Define synaptic depression

a reduction in neurotransmitter release during sustained activity, caused by vesicle depletion or reduced vesicle mobility

Define post tetanic potentiation

Post-tetanic potentiation is a short term increase in neurotransmitter release following high frequency stimulation, resulting from enhanced calcium entry and increased vesicle release probability.

What is a silent synapse?

a silent synapse is one that contains NMDA receptors but no AMPA receptors, making it functionally inactive at resting potential until AMPA receptors are inserted during development or plasticity.

What is the timescale for short-term plasticity?

Short term plasticity operates on a timescale of seconds to minutes from temporary biomechanical changes

Describe how Eric Kandel used the sea slug to examine synaptic plasticity, habituation, and sensitization.

Eric Kandel used the sea slug Aplysia by examining its gill withdrawal reflex. When the siphon was repeatedly touched, the reflex response weakened, demonstrating habituation due to reduced neurotransmitter release. However, when paired with an electric shock, the response became stronger, showing sensitization.

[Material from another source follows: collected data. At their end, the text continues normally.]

PR #123, opened 2026-09-09
Cache (3/5): Cache inference across model providers

ErlisLushtaku:
# Description

Extends cache descriptors and input hashing across the providers exposed by `make_model`.

- Covers VLLM, OpenRouter, Dummy, ChatOpenAI, OpenAI, Together, and LlamaCpp.
- Records whether the backend receives chat messages or flattened text.
- Includes hosted endpoints, OpenRouter routing when present in `extra_body`, and output-affecting model settings.
- Excludes VLLM execution-only settings (`tensor_parallel_size`, `gpu_memory_utilization`, `enforce_eager`).
- Unsupported providers stay uncached.

This is stacked on #122.


judgearena/inference.py
```diff
@@ -23,43 +24,103 @@
...
+    revision or an explicit ``chat_template``.
+    """
+    input_mode = provider_input_mode(provider)
+    if input_mode is None:
         return None
-    return {
+
+    descriptor_kwargs = resolved_kwargs.copy()
+    if provider == "VLLM":
+        descriptor_kwargs["temperature"] = (
```
kargibora, line 97: This is confusing. First if we want to change the default temperature this may be missed. We can instead make this a constant OR just trust that `descriptor_kwargs` will be a resolves task (so all of the parameters are set). Then we can use it instead (which has the default temperature stored).

Also we can also use
```py
descriptor_kwargs.get("temperature", DEFAULT_TEMPERATURE)
```
this looks cleaner.  

So we should resolve thsi in `_resolve_model_config()` and not here in my opinion

judgearena/models.py
```diff
@@ -893,6 +894,61 @@ def _route_sampling_params(
     return engine_kwargs
 
 
+_VLLM_ONLY_KWARGS = (
```
kargibora, line 905: I am not sure with this design. It is very hard-coded. Do we really need to check this?
(Even if this exist or introduced before)

judgearena/inference.py
kargibora: Also we use this value both in `inference.py` and `ChatVLLM`

judgearena/inference.py
```diff
@@ -23,43 +24,103 @@
...
+    "gpu_memory_utilization",
+    "tensor_parallel_size",
+}
 
+InputMode = Literal["chat", "text"]
 
-def canonicalize_chat_input(input_item: Any) -> str:
-    """Serialize a logical model input for content-addressed cache lookup."""
+
+def provider_input_mode(provider: str) -> InputMode | None:
```
kargibora, line 46: Can't we have a single PROVIDERS that returns it modes?

```PY
_PROVIDERS ={"OpenRouter" : "chat"...}
```

judgearena/inference.py
ErlisLushtaku: Agreed, both vLLM defaults now live in shared constants and are used by the descriptor and `ChatVLLM`.

judgearena/models.py
ErlisLushtaku: I agree it seems not very general, but I kept this because shared `engine_kwargs` can include vLLM-only settings for hosted providers, which would otherwise receive them as request parameters. If you have any different idea how to address this, let me know.

judgearena/inference.py
ErlisLushtaku: Agreed, this is a single provider-to-input-mode map now.

judgearena/models.py
kargibora: Yes I agree. Perhaps this is a matter of another PR.

kargibora (approved):

PR #124, opened 2026-09-09
Cache (4/5): Adopt inference caching in task runners

ErlisLushtaku:
# Description

Adopts the inference cache in the task runners through `--run.store_root`.

- Pairwise, meta-eval, MT-Bench, and Elo generation and judging share the `do_inference` cache.
- Elo temperature calibration uses the same judgement cache.
- Cache rows get instruction, model pair, and orientation metadata at the direct inference call.
- Dataset-provided completions stay as direct inputs when they do not run inference.
- Removes `ignore_cache`, `cache_function_dataframe`, and the old cache tokens.

This is stacked on #123.


judgearena/benchmarks/elo/runner.py
```diff
@@ -121,48 +126,13 @@ def run_elo(cfg: "RunConfig", task: ResolvedTaskSpec | None = None) -> dict:
...
-    gen_fun = partial(
-        generate_instructions,
+    completions_df = generate_instructions(
+        instructions=instructions,
+        model=cfg.model.name,
         truncate_input_chars=cfg.generation.truncate_all_input_chars,
         use_tqdm=use_tqdm,
+        inference_cache=build_completion_cache(cfg),
         **extra_kwargs,
-    )
```
kargibora, line 129: Nice that we get rid of this!

kargibora (commented):
Overall this PR looks quite clear. It wires all the things that have been implemented and removes the legacy code. It is good that we got rid of many lines that were making the code harder to parse!

kargibora (approved):

kargibora (commented):
I also did not understand the reason of `cache_metadata`.  Do we need it in , `do_inference(),  annotate_battles() and judge_and_parse_prefs()`?

ErlisLushtaku:
@kargibora Yes, it needs to reach all three in the current flow. It is not part of the cache key, but rather the info that doesn't necessarily affect determine the output e.g. `instruction_id`, `model_a`, `orientation` etc. `do_inference` uses it only when storing a miss, `annotate_battles` keeps it aligned with the rendered prompts, and `judge_and_parse_prefs` swaps `model_a`/`model_b` and orientation for the reversed prompt. I renamed it to `cache_row_metadata` to make this distinction clearer.

We could avoid passing a separate argument by creating an object such as:
`InferenceInput(payload=prompt, cache_row_metadata=metadata)`

What do you think?

kargibora:
Thanks for making it clear! I think that can work

PR #127, opened 2026-09-09
Cache (5/5): Synchronize inference caches through Hugging Face

ErlisLushtaku:
# Description

Adds an explicit CLI for sharing inference caches through a Hugging Face dataset repository.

Habituation is due to what factors?

Habituation occurs because of a decrease in neurotransmitter release from the presynaptic sensory neuron. Short term it is due to lack of neurotransmitter availability but overtime synaptic connections can be lost

Describe the mechanism of short-term sensitization.

Short-term sensitization occurs when serotonin released from modulatory interneurons binds to GPCRs on the presynaptic sensory neuron. This activates adenylyl cyclase, increasing cAMP levels and activating protein kinase A (PKA). PKA then phosphorylates and inhibits potassium channels while enhancing calcium channel activity, leading to prolonged depolarization and greater calcium influx. The increased calcium triggers more glutamate release, strengthening the postsynaptic response for several minutes.